Set in an imaginary city in a very real Kenya, this one is pacy and fierce. I’ve seen it billed (by the publisher) as Gone Girl meets Girl with the Dragon Tattoo, and also (on a blurb) as Oceans 11 meets Blood Diamond. I’m not seeing the Gone Girl so much, but the other three make sense as comps — and are also fairly uncommon as comps for YA, which is probably part of the buzz and the appeal, for reviewers and for actual real live teens.

Other than the genre, what does this one have that makes it a Printz potential? Definitely the setting. Everyone loves the setting. The author isn’t Kenyan, but has lived in Nairobi and worked with refugee populations, so there’s a sense of authenticity although it’s not an #ownvoices narrative. And, of course, we (USian reviewers, and especially white reviewers) might be wrong about the sense of authenticity, but the sense of place is tangible — the geography feels real and mappable, the sights and smells tangible.
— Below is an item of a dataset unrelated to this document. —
PR #593, opened 2019-09-06
refactor: make Prism's Input and Output mandatory

XVincentX:
This PR is another back port from the work I've been doing on the HTTP Client that I thought it would be a good idea  to bring in master as soon as possible.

Also it’s super cinematic — it’s got the kind of set up and commercial appeal that make it ripe for adaptation — which is always a plus; the pages practically turn themselves for much of the book. Although  for a while in the middle the pacing got a little draggier, but I was having the kind of week where there was never enough time to read at length, which always makes slow bits feel eternal, so this might be a minor issue that felt more significant in my read. But there’s a compelling and original plot, and it plays out against some deeply political global issues (main character Tiny/Tina is a Congolese refugee, and the mystery is closely tied to that piece of backstory), which adds depth to something that might have been fairly ephemeral and all surface otherwise.

Tiny/Tina and her friends — Hacker Boyboy, rich white Michael, and Tiny’s much more sheltered sister, plus not-friends the Goonda gang and their boss — all work, and have some truly individual moments but overall they read like really good Central Casting. That’s not a bad thing; in fact, in the context of the genre thriller, it’s perfectly suitable and supports the fact that for the most part this about the plot and the politics, and to a large degree about Tiny; everyone else mostly exists to propel her story. That said, I’m not sure that this rises above its genre, and the RealPrintz tends to reward genre-blenders or books that otherwise break the mold. Being a great example of genre X is usually not enough.
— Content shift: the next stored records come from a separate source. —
PR #594, opened 2019-09-09
Move the validator enablement out of the validator

XVincentX:
This PR is yet another back port from the HTTP Client changes were doing. We're still trying to make sure the final PR is not a 🐲 dragon 🐲 

* Move the logic to understand whether the validator should be ran or not on the caller, and not the validator itself. This allows to remove the need of passing the whole configuration object
* The output parameter for the `validateOutput` function is now mandatory. If you do not have it, you've got nothing to validate.
* I've moved the enablement tests from the validator function to the factory function, which is where the real logic is happening.

### DIFF
--- a/packages/core/src/__tests__/factory.test.ts
+++ b/packages/core/src/__tests__/factory.test.ts
@@ -1,0 +1,47 @@
+// @ts-ignore
+import logger from 'abstract-logging';
+import { right } from 'fp-ts/lib/Either';
+import { asks } from 'fp-ts/lib/ReaderEither';
+import { Logger } from 'pino';
+import { factory, IPrismConfig } from '..';
+
+describe('validation', () => {
+  const validator = {
+    validateInput: jest.fn().mockReturnValue(['something']),
+    validateOutput: jest.fn().mockReturnValue(['something']),
+  };
+
+  const prismInstance = factory<string, string, string, IPrismConfig>(
+    { mock: true, validateRequest: false, validateResponse: false },
+    {
+      validator,
+      router: {
+        route: jest.fn().mockReturnValue(right('hey')),
+      },
+      logger: { ...logger, child: jest.fn().mockReturnValue(logger) },
+      mocker: {
+        mock: jest.fn().mockReturnValue(asks<Logger, Error, string>(r => 'hey')),
+      },
+    },
+  );
+
+  describe.each([
+    ['input', 'validateRequest', 'validateInput', 'validateOutput'],
+    ['output', 'validateResponse', 'validateOutput', 'validateInput'],
+  ])('%s', (_type, fieldType, fnName, reverseFnName) => {
+    describe('when enabled', () => {
+      beforeAll(async () => {
+        const obj: any = {};
+        obj[fieldType] = true;
+        await prismInstance.request('', [], obj);
+      });
+
+      afterEach(() => jest.clearAllMocks());
+      afterAll(() => jest.restoreAllMocks());
+
+      test('should call the relative validate function', () => expect(validator[fnName]).toHaveBeenCalled());
+      test('should not call the relative other function', () =>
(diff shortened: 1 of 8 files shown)


packages/core/src/__tests__/factory.test.ts
```diff
@@ -0,0 +1,47 @@
+// @ts-ignore
+import logger from 'abstract-logging';
+import { right } from 'fp-ts/lib/Either';
+import { asks } from 'fp-ts/lib/ReaderEither';
+import { Logger } from 'pino';
+import { factory, IPrismConfig } from '..';
+
+describe('validation', () => {
+  const validator = {
+    validateInput: jest.fn().mockReturnValue(['something']),
```
lag-of-death: `jest.fn().mockReturnValue(['something'])` can be put in a variable and reused below

packages/http/src/validator/index.ts
```diff
@@ -2,88 +2,61 @@ import { IPrismDiagnostic, IValidator } from '@stoplight/prism-core';
...
+    const results: IPrismDiagnostic[] = [];
+    const mediaType = caseless(output.headers || {}).get('content-type');
+    const responseSpec = resource.responses && findOperationResponse(resource.responses, output.statusCode);
 
-      this.headersValidator
-        .validate(output.headers || {}, (responseSpec && responseSpec.headers) || [], mediaType)
-        .forEach(validationResult => results.push(validationResult));
+    this.bodyValidator
+      .validate(output.body, (responseSpec && responseSpec.contents) || [], mediaType)
+      .forEach(validationResult => results.push(validationResult));
```
lag-of-death: any chance for a map/reduce instead of `forEach` and getting rid of `.push`ing?

packages/http/src/validator/index.ts
```diff
@@ -2,88 +2,61 @@ import { IPrismDiagnostic, IValidator } from '@stoplight/prism-core';
...
 
-      return results;
-    }
+    this.headersValidator
+      .validate(output.headers || {}, (responseSpec && responseSpec.headers) || [], mediaType)
+      .forEach(validationResult => results.push(validationResult));
```
lag-of-death: ditto

packages/core/src/__tests__/factory.test.ts
XVincentX: I cannot do this — the returned mocked function has an internal counter that tracks the number of calls and they need to be separate.

packages/http/src/validator/index.ts
XVincentX: Yes, but it's not worth it since this is going dismantled very soon for a more generic approach. Spending time here is indeed worthless right now.

As next step when we'll be writing the contract testing piece we'll be refactoring most of this code.

packages/http/src/validator/index.ts
XVincentX: Yes, but it's not worth it since this is going dismantled very soon for a more generic approach. Spending time here is indeed worthless right now.

As next step when we'll be writing the contract testing piece we'll be refactoring most of this code.

lag-of-death: cool :+1: good to hear :)

packages/core/src/__tests__/factory.test.ts
```diff
@@ -0,0 +1,47 @@
...
+        mock: jest.fn().mockReturnValue(asks<Logger, Error, string>(r => 'hey')),
+      },
+    },
+  );
+
+  describe.each([
+    ['input', 'validateRequest', 'validateInput', 'validateOutput'],
+    ['output', 'validateResponse', 'validateOutput', 'validateInput'],
+  ])('%s', (_type, fieldType, fnName, reverseFnName) => {
+    describe('when enabled', () => {
```
lag-of-death: @XVincentX, should we have `when disabled` too?

XVincentX:
Well that won’t hurt for sure. Added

City of Saints and Thieves is an excellent read and I would say a must buy for pretty much any collection serving teens, but it’s not superlative, just really good. I predict both that this will be discussed by the RealCommitte AND that this one falls by the way side after conversation and more importantly after being held up against other 2017 reads.
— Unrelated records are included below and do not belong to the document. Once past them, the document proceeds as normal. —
PR #601, opened 2019-09-10
Find 401/403 responses before 422/400

### LINKED ISSUE #591: When request doesn't contain proper security scheme, return the user-defined 401 first
When a request to an endpoint does not meet the security scheme (i.e, lacking bearer token), Prism currently looks for a 422 definition, followed by a 400 definition, followed by 401.  This seems odd, if we have our own 401 defined, it should be the first one tried by Prism.

**To Reproduce**

1. Given an endpoint defined like so:

```
/users:
    get:
      summary: "Retrieves the authenticated user"
      description: "Returns the `user` object associated with the bearer token in the Authorization header."
      responses:
        200:
        400:
          description: "The provided user data was malformed, or attempted to modify a read-only field (such as `balance`)."
        401:
```

2. Curl the endpoint without an "Authorization: Bearer" token
3. Prism log:

```
    [VALIDATOR] ⚠  warning   Request did not pass the validation rules
    [NEGOTIATOR] ●  note      Unable to find a 422 response definition
    [NEGOTIATOR] ✔  success   Found response 400. I'll try with it.
    [NEGOTIATOR] ●  note      Unable to find a content with an example defined for the response 400
    [NEGOTIATOR] ✔  success   The response 400 has a schema. I'll keep going with this one
    [NEGOTIATOR] ✔  success   Responding with the requested status code 400
```

**Expected behavior**
That the 401 we defined would be used first, before trying 422/400 since this is explicitly an authorization failure.

lag-of-death:
Closes #591

## Checklist

Bug fix.

The order of finding a response for an invalid request is now changed 
**from:**
422, 400, 401, 403, 422 (`.default`)
**to:**
401, 403, 422, 400, 422 (`.default`)
401 and 403 are only checked for if there were security issues

No.


philsturgeon:
Agreed! 

1. 401 and 403 are not interchangeable 
2. security checks (lets avoid calling it validation) are different to request validation in general 

request validation should look for 422 then 400
missing auth information should look for a 401 

a 403 would only be triggered with invalid auth information, like an expired token, but we don't have any way of knowing if things are real so probably dont worry about looking for a 403?

lag-of-death:
> Agreed!
> 
> 1. 401 and 403 are not interchangeable
> 2. security checks (lets avoid calling it validation) are different to request validation in general
> 
> request validation should look for 422 then 400
> missing auth information should look for a 401
> 
> a 403 would only be triggered with invalid auth information, like an expired token, but we don't have any way of knowing if things are real so probably dont worry about looking for a 403?

@philsturgeon, we do have e2e tests that check for 403s. Except that, the implementation does what you said. I have to resolve the conflicts now that #600 is in master, but could you take a look at the code and (dis)approve?

CHANGELOG.md
```diff
@@ -22,6 +22,7 @@ The format is based on [Keep a Changelog](https://keepachangelog.com/en/1.0.0/),
 - Prism is correctly handling the `csv` collection format argument property in OAS2 documents #577
 - Prism is correctly returning the response when the request has `*/*` as Accept header #578
 - Prism is correctly returning a single root node with the payload for XML data #578
+- Prism is correctly responding with the correct status code when security fails
```
philsturgeon: As mentioned in another PR this changelog item is not as descriptive as it could be,. 

```suggestion
- Requests lacking security credentials will return a 401 instead of the usual 422/400 validation error
```

packages/http/src/mocker/HttpMocker.ts
```diff
@@ -59,7 +59,17 @@ function handleInputValidation(input: IPrismInput<IHttpRequest>, resource: IHttp
     withLogger(logger => logger.warn({ name: 'VALIDATOR' }, 'Request did not pass the validation rules')),
     chain(() =>
       pipe(
-        helpers.negotiateOptionsForInvalidRequest(resource.responses),
+        helpers.negotiateOptionsForInvalidRequest(
+          resource.responses,
+          [
+            input.validations.input.find(
+              inputValidation => inputValidation.code === 401 || inputValidation.code === 403,
```
philsturgeon:
```suggestion
              inputValidation => inputValidation.code === 401,
```

packages/http/src/mocker/HttpMocker.ts
```diff
@@ -59,7 +59,17 @@ function handleInputValidation(input: IPrismInput<IHttpRequest>, resource: IHttp
...
+            ),
+          ]
+            .filter(identity)
+            .map(securityValidation => (securityValidation as { code: number }).code)
+            .concat([422, 400]),
+        ),
         mapLeft(() => {
           const securityValidation = input.validations.input.find(i => i.code === 401 || i.code === 403);
```
philsturgeon:
```suggestion
          const securityValidation = input.validations.input.find(i => i.code === 401);
```

philsturgeon:
@lag-of-death looking at this implementation suggests the feedback from @XVincentX and myself was not clear. 

This code specifically: `export const matchingOrder = [401, 403, 422, 400];`

This seems like we are still confusing security checks and general request validation? 

1. Security Check returns a 401
2. Request Validation returns 422 or 400
3. We do not need to worry about 403 at all because we dont know if the tokens are valid or not.

lag-of-death:
@philsturgeon, I'm trying to wrap my head around this, so.. you're saying that e2e tests that check for 403 should be rewritten to check fo 401? And, the order you pointed out is just a default one, what's more important is how the concatenation looks like:
https://github.com/stoplightio/prism/blob/77fec6ed8900c6ac75f7144f25940a6ab56dd491/packages/http/src/mocker/HttpMocker.ts#L64-L71

CHANGELOG.md
```diff
@@ -22,6 +22,7 @@ The format is based on [Keep a Changelog](https://keepachangelog.com/en/1.0.0/),
 - Prism is correctly handling the `csv` collection format argument property in OAS2 documents #577
 - Prism is correctly returning the response when the request has `*/*` as Accept header #578
 - Prism is correctly returning a single root node with the payload for XML data #578
+- Requests lacking security credentials will return 401/403 error instead of the usual 422/400 validation error
```
philsturgeon:
```suggestion
- Requests lacking security credentials will return 401 error instead of the usual 422/400 validation error
```

lag-of-death:
> Ok I think there's some confusion from both sides, I'll try to clarify and see if we can move this forward.
> 
> > We do not need to worry about 403 at all because we dont know if the tokens are valid or not.
> 
> @philsturgeon That is not 100% true, there are some cases where we can effectively say for sure that a token is not valid.
> 
> An example is when for example we're asking for a Basic security scheme
> 
> ```yaml
>   securitySchemes:
>     BasicAuth:
>       type: http
>       scheme: basic
> ```
> 
> …but we're sending a token that's not base64 encoded. In such case, no matter the content, the credential used is invalid. There are other (limited) cases. `403` looks the right response to send back in such case. @lag-of-death You're good there, there is nothing to change.
> 
> On the code side, I think we should probably go in a different direction.
> 
> The best thing to handle this is probably to expand the current definition for `negotiateOptionsForInvalidRequest` to accept as well the validation error; with such information we can make a meaningful decision and call `findResponse` which should be as well modified to get an "array" of choices.
> 
> Does that make sense @lag-of-death ?

@XVincentX, we could do that, but I'd rather split `input validation` and `security validation` like https://github.com/stoplightio/prism/pull/484#discussion_r314377512 originally proposed

XVincentX:
@lag-of-death Can you elaborate a little bit more on the advantages? My main point is that the security validation *is* an input validation and it should leverage 99% of the code that's there already. The only part where the path "forks" is when to look for a status code to return back.

lag-of-death:
@XVincentX, the advantage is that we don't put every input validation in the same box. But nevermind, could you explain better what you had in mind? Because I kind of did what you're asking for (?)

philsturgeon:
> That is not 100% true, there are some cases where we can effectively say for sure that a token is not valid.

I think we are semantically slightly misaligned on the validity of a token. 

- 401: I do not know who you are
- 403: I know who you are and i am saying you cannot do this thing

If Prism asks for a JWT and the client give me something else, I do not know who you are.

If Prism asks for a basic token and it gets `nonsense` then it still does not know who you are.

Prism should only return 401 for security checks that fail.

philsturgeon:
> 401 Unauthorized
> 
> The request has not been applied because it lacks valid authentication credentials for the target resource.
> 
> The server generating a 401 response MUST send a WWW-Authenticate header field1 containing at least one challenge applicable to the target resource.
> 
> If the request included authentication credentials, then the 401 response indicates that authorization has been refused for those credentials. The user agent MAY repeat the request with a new or replaced Authorization header field2. If the 401 response contains the same challenge as the prior response, and the user agent has already attempted authentication at least once, then the user agent SHOULD present the enclosed representation to the user, since it usually contains relevant diagnostic information.

lag-of-death:
@philsturgeon, even if
> Prism should only return 401 for security checks that fail.

then it will not be done in this PR

philsturgeon:
@lag-of-death I am telling you what the end goal needs to be, I don't mind how you get there. If there is an existing mistake around security checks then now is a chance for us to fix that, in this PR or another one, but we certainly do not want to extend that mistake with more code that we'd have to remove later.

lag-of-death:
@philsturgeon, sure, could you create an issue for that 403 -> 401 change?

XVincentX:
I'll take care of the issue.

philsturgeon:
@lag-of-death it seems like you have more context on this, i do not know what code is producing 403's and I do not have the time to go and look. Can you use the context you have, plus the information provided about what 401 is for, and create the issue yourself?

XVincentX:
We're cool.

@lag-of-death https://github.com/stoplightio/prism/issues/624 — can you jump on this one?

lag-of-death:
> We're cool.
> 
> @lag-of-death #624 — can you jump on this one?

yeah, sure, but please explain what solution for this PR you had in mind

XVincentX:
Sure, I'm just jumping between 32098430938410928319028490128 PRs and comments. I'll get to this :)

XVincentX:
We need #625 merged to move this over the finish line.

packages/http/src/mocker/negotiator/responseFinder.ts
```diff
@@ -0,0 +1,52 @@
...
+
+export const matchingOrder = [401, 403, 422, 400];
+
+export default function matchResponse(
+  httpResponses: IHttpOperationResponse[],
+  logger: Logger,
+  order: number[] = matchingOrder,
+): Option<IHttpOperationResponse> {
+  return pipe(
+    head(order),
```
XVincentX: This is guaranteed to succeed if we make sure that the `order` is not empty

packages/http/src/mocker/negotiator/responseFinder.ts
```diff
@@ -0,0 +1,52 @@
+import { IHttpOperationResponse } from '@stoplight/types';
+import { head } from 'fp-ts/lib/Array';
+import { flatten, fold, none, Option, some } from 'fp-ts/lib/Option';
+import { pipe } from 'fp-ts/lib/pipeable';
+import { tail } from 'lodash';
+import { Logger } from 'pino';
+import { createResponseFromDefault, findResponseByStatusCode } from './InternalHelpers';
+
+const msg = (code: number) => `Unable to find a ${code} response definition`;
+const defaultMsg = (code: number) => `Created a ${code} from a default response`;
```
XVincentX: If not used at least 2-3 times, maybe let's not rush in create an external function.

packages/http/src/mocker/negotiator/responseFinder.ts
```diff
@@ -0,0 +1,52 @@
+import { IHttpOperationResponse } from '@stoplight/types';
+import { head } from 'fp-ts/lib/Array';
+import { flatten, fold, none, Option, some } from 'fp-ts/lib/Option';
+import { pipe } from 'fp-ts/lib/pipeable';
+import { tail } from 'lodash';
+import { Logger } from 'pino';
+import { createResponseFromDefault, findResponseByStatusCode } from './InternalHelpers';
+
+const msg = (code: number) => `Unable to find a ${code} response definition`;
```
XVincentX: If not used at least 2-3 times, maybe let's not rush in create an external function.

packages/http/src/mocker/negotiator/responseFinder.ts
```diff
@@ -0,0 +1,52 @@
...
+            },
+            matchedResponse => some(matchedResponse),
+          ),
+        );
+      },
+    ),
+  );
+}
+
+function tryToFindDefaultResponse(httpResponses: IHttpOperationResponse[], logger: Logger) {
```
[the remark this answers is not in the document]
XVincentX: This function is not required anymore — `createResponseFromDefault` is returning an `Option`, so all this code is not required. We just need to map in case we want to log something

packages/http/src/mocker/negotiator/responseFinder.ts
```diff
@@ -0,0 +1,52 @@
...
+  logger: Logger,
+  order: number[] = matchingOrder,
+): Option<IHttpOperationResponse> {
+  return pipe(
+    head(order),
+    fold(
+      () => flatten(tryToFindDefaultResponse(httpResponses, logger)),
+      possibleMatch => {
+        return pipe(
+          findResponseByStatusCode(httpResponses, `${possibleMatch}`),
```
XVincentX:
```suggestion
          findResponseByStatusCode(httpResponses, possibleMatch.toString()),
```

packages/http/src/mocker/negotiator/responseFinder.ts
```diff
@@ -0,0 +1,52 @@
...
+          fold(
```
XVincentX: You do not need to use `fold` if you're not changing the `some` part — you should instead use a `alt` to provide an alternative option.

```ts
const t = pipe(
   trySomething,
   fold(()=> alternative, val => some(val))
)
```

-> becomes

```ts
const t = pipe(
   trySomething,
   alt(()=> alternative)
)
```

In this specific case

```ts
        return pipe(
          findResponseByStatusCode(httpResponses, `${possibleMatch}`),
          alt(() => {
              logger.trace(msg(possibleMatch));
              return matchResponse(httpResponses, logger, tail(order));
          }),
        );
```

XVincentX:
Superseded by #628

So there you have it — two mysteries well worth a discussion or two, but neither one is getting a nomination for the Pyrite or a prediction for the RealPrintz from out team. Agree? Disagree? Chime in.

About Sarah Couri

Sarah Couri is a librarian at Grace Church School's High School Division, and has served on a number of YALSA committees, including Quick Picks, Great Graphic Novels, and (most pertinently!) the 2011 Printz Committee. Her opinions do not reflect the attitudes or opinions of SLJ, GCS, YALSA, or any other institutions with which she is affiliated. Find her on Twitter @scouri or e-mail her at scouri35 at gmail dot com.


  1. We added The City of Saints and Thieves to our Mock Printz list for the school district. The mystery isn’t predicable nor is the setting. I liked it a lot as a potential honor book this year after I read it and think it will be and should be seriously discussed.